Task requirements ->
Beginning with the line below that contains "PR #1540, opened 2023-08-03" and ending with the line that contains "#### Background ####", copy every line exactly. Copy nothing else.

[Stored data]
________________________________________
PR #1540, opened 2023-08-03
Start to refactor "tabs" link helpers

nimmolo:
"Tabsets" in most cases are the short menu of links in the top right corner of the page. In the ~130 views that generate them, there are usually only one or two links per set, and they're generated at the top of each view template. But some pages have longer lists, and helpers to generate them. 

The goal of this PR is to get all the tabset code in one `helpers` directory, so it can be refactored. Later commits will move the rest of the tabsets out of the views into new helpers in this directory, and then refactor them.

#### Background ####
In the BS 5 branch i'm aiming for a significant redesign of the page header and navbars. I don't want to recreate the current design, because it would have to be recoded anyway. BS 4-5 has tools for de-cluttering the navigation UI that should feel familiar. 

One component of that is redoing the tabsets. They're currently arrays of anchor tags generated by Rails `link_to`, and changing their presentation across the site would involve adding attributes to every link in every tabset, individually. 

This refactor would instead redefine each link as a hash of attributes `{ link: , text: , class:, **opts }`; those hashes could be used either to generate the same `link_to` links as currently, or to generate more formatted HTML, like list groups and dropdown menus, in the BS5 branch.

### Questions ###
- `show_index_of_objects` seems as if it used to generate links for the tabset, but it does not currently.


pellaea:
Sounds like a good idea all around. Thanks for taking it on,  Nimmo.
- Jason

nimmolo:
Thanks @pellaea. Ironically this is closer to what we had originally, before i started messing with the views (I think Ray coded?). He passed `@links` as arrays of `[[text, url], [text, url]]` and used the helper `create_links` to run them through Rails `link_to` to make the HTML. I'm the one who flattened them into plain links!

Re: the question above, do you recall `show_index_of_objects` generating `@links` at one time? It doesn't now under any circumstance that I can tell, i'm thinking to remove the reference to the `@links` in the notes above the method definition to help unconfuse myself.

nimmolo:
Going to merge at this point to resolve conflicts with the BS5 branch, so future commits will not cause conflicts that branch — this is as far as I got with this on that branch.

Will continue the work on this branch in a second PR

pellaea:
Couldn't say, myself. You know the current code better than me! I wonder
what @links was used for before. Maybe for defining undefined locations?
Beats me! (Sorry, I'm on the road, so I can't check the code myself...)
________________________________________
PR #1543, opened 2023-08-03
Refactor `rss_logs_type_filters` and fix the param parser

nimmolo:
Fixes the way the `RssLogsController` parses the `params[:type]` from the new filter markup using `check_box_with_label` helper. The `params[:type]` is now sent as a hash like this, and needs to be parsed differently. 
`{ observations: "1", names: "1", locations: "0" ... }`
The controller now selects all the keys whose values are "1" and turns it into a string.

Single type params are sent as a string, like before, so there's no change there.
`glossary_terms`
________________________________________
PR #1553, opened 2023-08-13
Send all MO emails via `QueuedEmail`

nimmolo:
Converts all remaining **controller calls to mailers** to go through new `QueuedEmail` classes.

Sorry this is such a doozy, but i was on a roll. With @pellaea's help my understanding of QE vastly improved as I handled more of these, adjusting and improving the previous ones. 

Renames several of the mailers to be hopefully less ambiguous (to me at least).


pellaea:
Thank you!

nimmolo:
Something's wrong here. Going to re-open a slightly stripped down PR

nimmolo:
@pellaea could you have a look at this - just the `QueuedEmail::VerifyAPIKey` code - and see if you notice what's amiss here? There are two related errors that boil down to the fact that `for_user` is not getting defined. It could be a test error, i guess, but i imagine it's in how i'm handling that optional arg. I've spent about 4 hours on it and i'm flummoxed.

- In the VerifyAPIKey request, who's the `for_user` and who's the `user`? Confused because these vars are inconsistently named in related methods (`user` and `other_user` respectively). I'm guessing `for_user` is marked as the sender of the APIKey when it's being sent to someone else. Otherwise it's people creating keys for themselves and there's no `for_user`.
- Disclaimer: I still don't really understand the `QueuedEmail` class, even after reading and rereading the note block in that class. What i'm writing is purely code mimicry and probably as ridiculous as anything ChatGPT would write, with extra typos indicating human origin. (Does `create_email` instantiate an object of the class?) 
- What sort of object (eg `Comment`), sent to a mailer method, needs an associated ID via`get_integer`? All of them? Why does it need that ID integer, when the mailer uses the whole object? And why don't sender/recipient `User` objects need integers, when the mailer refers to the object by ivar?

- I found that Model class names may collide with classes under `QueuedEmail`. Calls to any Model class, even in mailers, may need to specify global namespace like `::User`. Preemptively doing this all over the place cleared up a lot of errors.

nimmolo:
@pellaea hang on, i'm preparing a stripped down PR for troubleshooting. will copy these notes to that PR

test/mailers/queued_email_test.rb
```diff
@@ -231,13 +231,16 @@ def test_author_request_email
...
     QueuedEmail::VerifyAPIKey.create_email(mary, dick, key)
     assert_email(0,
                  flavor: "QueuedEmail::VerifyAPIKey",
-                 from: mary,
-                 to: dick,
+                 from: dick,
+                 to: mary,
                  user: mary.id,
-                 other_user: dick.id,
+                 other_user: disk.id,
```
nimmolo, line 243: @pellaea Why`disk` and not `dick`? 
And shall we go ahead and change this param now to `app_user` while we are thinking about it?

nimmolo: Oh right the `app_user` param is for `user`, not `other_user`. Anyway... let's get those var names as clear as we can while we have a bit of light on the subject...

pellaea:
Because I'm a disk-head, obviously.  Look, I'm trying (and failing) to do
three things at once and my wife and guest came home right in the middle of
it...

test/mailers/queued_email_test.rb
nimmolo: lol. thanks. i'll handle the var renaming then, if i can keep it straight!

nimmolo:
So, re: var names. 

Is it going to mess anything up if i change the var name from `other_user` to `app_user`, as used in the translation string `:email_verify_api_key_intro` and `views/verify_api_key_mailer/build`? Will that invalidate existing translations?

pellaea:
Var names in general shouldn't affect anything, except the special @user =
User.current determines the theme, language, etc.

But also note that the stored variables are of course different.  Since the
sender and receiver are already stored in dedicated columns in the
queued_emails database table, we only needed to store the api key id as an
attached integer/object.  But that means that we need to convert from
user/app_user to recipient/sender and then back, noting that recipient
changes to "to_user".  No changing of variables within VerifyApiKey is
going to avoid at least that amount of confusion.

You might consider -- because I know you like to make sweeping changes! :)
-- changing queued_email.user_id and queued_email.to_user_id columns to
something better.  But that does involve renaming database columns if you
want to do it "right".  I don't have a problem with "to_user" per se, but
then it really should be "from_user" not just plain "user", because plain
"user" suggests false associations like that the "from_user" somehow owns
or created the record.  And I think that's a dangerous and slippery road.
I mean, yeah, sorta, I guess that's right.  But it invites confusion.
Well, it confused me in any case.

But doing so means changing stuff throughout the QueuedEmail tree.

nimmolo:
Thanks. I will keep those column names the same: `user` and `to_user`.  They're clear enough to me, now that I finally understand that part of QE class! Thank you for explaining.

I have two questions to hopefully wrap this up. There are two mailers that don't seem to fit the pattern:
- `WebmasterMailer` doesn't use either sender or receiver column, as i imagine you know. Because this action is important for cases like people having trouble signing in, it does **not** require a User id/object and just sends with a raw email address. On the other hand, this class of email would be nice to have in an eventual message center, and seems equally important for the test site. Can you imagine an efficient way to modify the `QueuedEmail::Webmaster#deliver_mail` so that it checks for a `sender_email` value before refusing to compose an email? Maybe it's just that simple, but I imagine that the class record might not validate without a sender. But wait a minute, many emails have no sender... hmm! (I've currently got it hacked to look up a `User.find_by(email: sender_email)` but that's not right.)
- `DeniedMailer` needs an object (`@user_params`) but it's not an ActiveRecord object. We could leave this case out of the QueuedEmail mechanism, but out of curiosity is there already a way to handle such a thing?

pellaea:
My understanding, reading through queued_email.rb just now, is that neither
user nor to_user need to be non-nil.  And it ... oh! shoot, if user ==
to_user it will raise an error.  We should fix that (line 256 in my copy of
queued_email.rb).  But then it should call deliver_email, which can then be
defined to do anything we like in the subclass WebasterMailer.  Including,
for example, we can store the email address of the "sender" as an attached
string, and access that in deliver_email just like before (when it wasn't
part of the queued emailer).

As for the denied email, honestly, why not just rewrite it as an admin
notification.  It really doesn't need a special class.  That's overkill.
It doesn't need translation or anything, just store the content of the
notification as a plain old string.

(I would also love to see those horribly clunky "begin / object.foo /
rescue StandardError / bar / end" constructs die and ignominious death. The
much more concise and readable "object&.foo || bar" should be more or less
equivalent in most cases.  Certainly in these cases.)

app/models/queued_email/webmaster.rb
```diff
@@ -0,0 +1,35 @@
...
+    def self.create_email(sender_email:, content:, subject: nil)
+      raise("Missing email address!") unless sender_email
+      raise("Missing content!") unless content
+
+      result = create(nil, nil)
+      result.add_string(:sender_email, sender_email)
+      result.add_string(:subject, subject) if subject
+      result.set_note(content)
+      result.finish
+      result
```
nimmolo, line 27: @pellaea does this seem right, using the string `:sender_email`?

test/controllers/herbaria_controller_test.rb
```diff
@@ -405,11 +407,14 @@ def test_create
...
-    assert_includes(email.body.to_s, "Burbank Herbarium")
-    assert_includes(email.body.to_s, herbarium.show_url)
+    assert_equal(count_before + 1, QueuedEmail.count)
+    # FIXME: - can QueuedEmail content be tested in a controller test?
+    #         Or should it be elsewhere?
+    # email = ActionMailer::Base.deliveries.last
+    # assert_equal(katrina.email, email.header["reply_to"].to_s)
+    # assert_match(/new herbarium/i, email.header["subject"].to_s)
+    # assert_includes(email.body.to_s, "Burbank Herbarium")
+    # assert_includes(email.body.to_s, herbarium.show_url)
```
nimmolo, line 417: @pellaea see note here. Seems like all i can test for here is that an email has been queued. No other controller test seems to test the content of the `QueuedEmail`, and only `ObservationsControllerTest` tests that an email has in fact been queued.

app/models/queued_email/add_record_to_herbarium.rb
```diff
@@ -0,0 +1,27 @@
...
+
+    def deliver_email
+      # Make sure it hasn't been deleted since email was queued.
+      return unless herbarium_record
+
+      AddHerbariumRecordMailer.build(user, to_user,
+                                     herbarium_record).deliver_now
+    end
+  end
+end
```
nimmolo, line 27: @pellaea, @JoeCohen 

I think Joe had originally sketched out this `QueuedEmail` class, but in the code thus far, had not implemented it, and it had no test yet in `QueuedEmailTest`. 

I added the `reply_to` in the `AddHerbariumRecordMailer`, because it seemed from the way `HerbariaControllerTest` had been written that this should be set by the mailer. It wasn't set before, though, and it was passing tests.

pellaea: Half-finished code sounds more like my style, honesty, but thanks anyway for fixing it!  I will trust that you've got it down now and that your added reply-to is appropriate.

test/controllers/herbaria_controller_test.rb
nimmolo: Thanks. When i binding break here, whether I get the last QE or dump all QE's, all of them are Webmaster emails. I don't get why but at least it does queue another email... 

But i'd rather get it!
________________________________________
Completed exercise ->
PR #1540, opened 2023-08-03
Start to refactor "tabs" link helpers

nimmolo:
"Tabsets" in most cases are the short menu of links in the top right corner of the page. In the ~130 views that generate them, there are usually only one or two links per set, and they're generated at the top of each view template. But some pages have longer lists, and helpers to generate them. 

The goal of this PR is to get all the tabset code in one `helpers` directory, so it can be refactored. Later commits will move the rest of the tabsets out of the views into new helpers in this directory, and then refactor them.

#### Background ####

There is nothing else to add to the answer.